Train VGG-like and ResNet-like auto-encoder on image dataset like ImageNet

imagenet-autoencoder/reconstruction.jpg at main · Horizon2333/imagenet-autoencoder (github.com)

  1. Project Structure
  2. Install
  3. Data preparing
  4. Train and Evaluate
  5. Tools
  6. Model zoo

Project Structure

$imagenet-autoencoder
    |──figs                 # result images
        |── *.jpg
    |──models
        |──builder.py       # build autoencoder models
        |──resnet.py        # resnet-like autoencoder
        |──vgg.py           # vgg-like autoencoder
    |──run
        |──eval.sh          # command to evaluate single checkpoint
        |──evalall.sh       # command to evaluate all checkpoints in specific folder
        |──train.sh         # command to train auto-encoder
    |──tools                
        |──decode.py        # decode random latent code to images
        |──encode.py        # encode single image to latent code
        |──generate_list.py # generate image list for training
        |──reconstrust.py   # reconstruct the images to see difference
    |──dataloader.py        # dataset and dataloader
    |──eval.py              # evaluate checkpoints
    |──train.py             # train models
    |──utils.py             # other utility function
    |──requirements.txt
    |──Autoencoder.md

Install

  1. Clone the project
git clone https://github.com/Horizon2333/imagenet-autoencoder
cd imagenet-autoencoder
  1. Install dependencies
pip install -r requirements.txt

Data Preparing

Your dataset should looks like:

$your_dataset_path
    |──class1
        |──xxxx.jpg
        |──...
    |──class2
        |──xxxx.jpg
        |──...
    |──...
    |──classN
        |──xxxx.jpg
        |──...

The you can use tools/generate_list.py to generate list of training samples.
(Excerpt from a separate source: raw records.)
Issue #770, opened 2020-05-10
v4 Console/Engine Platform support 


ChrisMaddock:
NUnit has a long history of supporting legacy platforms. For v4, I wanted to think about how we can continue to do that, whilst reducing the burden on the development team. This post is intended to start that discussion.

Some high level thoughts:
- I'd like to see all the code in the main Engine/Console project targeting modern platforms.
- I'd like us to be able to continue to run on legacy platforms in an arms-length manner.
- I'd like to do whatever possible to reduce platform lock-in, and allow us to be more flexible in our commitment to supporting platforms.

Here's how I was thinking we could address that, component-by-component:

## The Console

The NUnit Console has historically been restricted to targeting .NET 2.0, as we've committed to being able to run tests on platforms with only .NET 2.0 installed.

.NET Core brought about [self-contained executables](https://docs.microsoft.com/en-us/dotnet/core/deploying/), which allow us to run on any platform, with no dependency on any runtimes being installed. To me, a truly portable test runner exactly where we want to be. This would then mean that in future, we can upgrade the console's platform as we see fit, as opposed to being restricted to targeting the lowest-supported platform.

## The Engine Agents

It is necessary to have an engine agent for every platform we wish to run tests on. I would like us to look at making it possible to add agents via the engine's extensibility functionality, so that users can set up the NUnit Engine can support a range of platforms, and the Engine Team aren't required to support all of these.

I'd like us to look at moving the CLR v2 agent out to an extension, and removing it from the main codebase, as we did with e.g. NUnit 2 functionality at the start of NUnit 3. .NET 2.0 is nearly 20 years old, and Microsoft's support for it ended just under 10 years ago. Doing this would mean there was a viable method for users to continue running tests on CLR v2, but it was not part of the main supported codebase.

.NET Framework and .NET Core agents should of course part of the main distribution - I hope the latter will be added during the 3.x series. 

## The Engine

The main engine assembly appears to be the main place where we will still be restricted on the platforms we support, as the platform the engine targets of course affects runners that rely on it.

I would like to see two ideas considered:

1. Removing in-process test running entirely. This would provide complete separation between the target platform of the engine, and the target platform of tests we support running. 

2. Aiming for a single-build, which can be utilised by runners on all operating systems. Right now .NET Standard 2.0 may be the most suitable option, but that picture may well change over the time it takes to develop v4 and as .NET 5 is released - and I think it would be sensible to review the exact platform further down the line.

[...]

Issue #424, opened 2018-05-24
System.TypeLoadException nunit3-console 3.8


esyang97:
I have my test file using NUnit 3.10.1

Here's the output I'm receiving after running nunit3-console.exe
```
NUnit Console Runner 3.6.0
Copyright (C) 2017 Charlie Poole

Runtime Environment
   OS Version: Microsoft Windows NT 10.0.16299.0
  CLR Version: 4.0.30319.42000

Test Files
    .\dll_test.dll


Unhandled Exception: NUnit.Engine.NUnitEngineException: Failed to start remote test agent.
   at NUnit.Engine.Services.TestAgency.OnAgentExit(Object sender, EventArgs e)
   at System.Diagnostics.Process.OnExited()
   at System.Diagnostics.Process.RaiseOnExited()
   at System.Threading.ExecutionContext.RunInternal(ExecutionContext executionContext, ContextCallback callback, Object state, Boolean preserveSyncCtx)
   at System.Threading.ExecutionContext.Run(ExecutionContext executionContext, ContextCallback callback, Object state, Boolean preserveSyncCtx)
   at System.Threading._ThreadPoolWaitOrTimerCallback.PerformWaitOrTimerCallback(Object state, Boolean timedOut)
System.TypeLoadException: Could not load type 'NUnit.Engine.NUnitEngineUnloadException' from assembly 'nunit.engine.api, Version=3.0.0.0, Culture=neutral, PublicKeyToken=2638cd05610744eb'.
   at NUnit.Engine.Runners.ProcessRunner.Dispose(Boolean disposing)
   at NUnit.Engine.Runners.AbstractTestRunner.Dispose()
   at NUnit.Engine.Runners.MasterTestRunner.Dispose(Boolean disposing)
   at NUnit.Engine.Runners.MasterTestRunner.Dispose()
   at NUnit.ConsoleRunner.ConsoleRunner.RunTests(TestPackage package, TestFilter filter)
   at NUnit.ConsoleRunner.Program.Main(String[] args)
PS C:\Users\eyang\Documents\Work\Demonstration\dll_test\dll_test\bin\x64\Debug>

```

I found this thread (https://github.com/nunit/nunit/issues/1348) but it did not help much.

Cheers!

ChrisMaddock:
Closing this, as there's not enough information to understand/reproduce the problem. 

Happy to reopen if anyone has more to add. 🙂

Aleksanderis:
[...]

PR #813, opened 2020-09-01
Fix loading of extensions referencing Engine API v3.0.0

### LINKED ISSUE #807: Could not load file or assembly 'nunit.engine.api, Version=3.0.0.0,
#475 

I trying out 3.12 beta of the console-runner. Only change is to 
`<PackageReference Include="NUnit.Console" Version="3.11.1" />`
to 
`<PackageReference Include="NUnit.Console" Version="3.12.0-beta1" />`, 
and referencing 'nuni3-console.exe' from the beta-folder. 
All other packages is latest version, and targetting .NET Framework 4.8

Full output: 
```
Running only unit-tests
NUnit Console Runner 3.12.0-beta1 (.NET 2.0)
Copyright (c) 2020 Charlie Poole, Rob Prouse
mandag 3. august 2020 15:20:33

Runtime Environment
   OS Version: Microsoft Windows NT 6.2.9200.0
   Runtime: .NET Framework CLR v4.0.30319.42000

Test Files
    .\ProjectTests3.nunit

Test Filters
    Where: cat != MANUAL and cat != DATABASE and cat != NIGHTLY

Could not load file or assembly 'nunit.engine.api, Version=3.0.0.0, Culture=neutral, PublicKeyToken=2638cd05610744eb' or one of its dependencies. The system cannot find the file specified.

```

ChrisMaddock:
Fixes #807. This is a pretty unsatisfying fix to the problem. It feels like we're going down a rabbit hole, but I'm struggling to come up with a cleaner solution.

I'd appreciate some feedback on the approach, or any ideas of other solutions.

## Root cause
Since Engine version 3.0, the nunit.engine.api.dll assembly has not had the version number incremented. We've intended to only make what we thought were backwards-compatible changes to this assembly, however we've recently found that these changes have actually been causing a number of issues: ref: #6, #424, #800. 

There seems to be two viable solutions to this problem: 1) Stop making any changes to nunit.engine.api.dll or 2) start versioning the assembly when changes are made. I personally consider option 1 to be too restrictive to future development.

For that reason, we started versioning nunit.engine.api.dll in v3.12-beta1.

## Extension loading issue
Issue #807 highlighted that changing the version number of nunit.engine.api.dll had broken extension loading, for the NUnit-Org packaged extensions. The reason for this is that these extensions reference nunit.engine.api v3.0, but are not packaged with that assembly. Previously, this hadn't caused a problem as api v3.0 was always supplied with the engine, however with the above change this is no longer the case.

Here we do not use torchvision.datasets.ImageFolder because it is very slow when dataset is pretty large. You can run

python tools/generate_list.py --name {name your dataset such as caltech256} --path {path to your dataset}

Then two files will be generated under list folder, one *_list.txt save every image path and its class(here no use); one *_name.txt save index of every class and its class name.

Train and Evaluate

For training

bash run/train.sh {model architecture such as vgg16} {you dataset name}
# For example
bash run/train.sh vgg16 caltech256

For evaluating single checkpoint:

bash run/eval.sh {model architecture} {checkpoint path} {dataset name}
# For example
bash run/eval.sh vgg16 results/caltech256-vgg16/099.pth caltech101

For evaluating all checkpoints under specific folder:

bash run/evalall.sh {model architecture} {checkpoints path} {dataset name}
# For example
bash run/evalall.sh vgg16 results/caltech256-vgg16/ caltech101

When all checkpoints are evaluated, a scatter diagram figs/evalall.jpg will be generated to show the evaluate loss trend.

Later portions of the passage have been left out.